* What you need to do
For the records that follow, give the number of lines in which the word "noisecapella" occurs, with nothing added.

Collected data entries
PR #1380, opened 2016-10-13
Adds email audits to Django admin

### LINKED ISSUE #1377: Add email audits to django admin

mirfark:

Closes #1377 

#### What's this PR do?

Adds a Django admin model for the financial aid email audit model.

### DIFF
--- a/mail/admin.py
+++ b/mail/admin.py
@@ -1,0 +1,25 @@
+"""
+Admin views for Mail app
+"""
+
+from django.contrib import admin
+
+from mail.models import FinancialAidEmailAudit
+
+
+class FinancialAidEmailAuditAdmin(admin.ModelAdmin):
+    """Admin for FinancialAidEmailAudit"""
+    model = FinancialAidEmailAudit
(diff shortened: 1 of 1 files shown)


mail/admin.py
```diff
@@ -0,0 +1,25 @@
+"""
+Admin views for Mail app
+"""
+
+from django.contrib import admin
+
+from mail.models import FinancialAidEmailAudit
+
+
+class FinancialAidEmailAuditAdmin(admin.ModelAdmin):
```
noisecapella: I'm seeing an option to save the audit, which changes the modified time. If `has_change_permission` was implemented and returned `False`, would that disable the ability to save in the admin?

zags: Setting `has_change_permission` to false causes the model to not show up in the django admin.  As noted in #1258, there is an open django issue for this (https://code.djangoproject.com/ticket/8936), so, consistent with the financialaidaudit, we just set the fields to be readonly

noisecapella:
Looks good :+1:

* Expected answer
2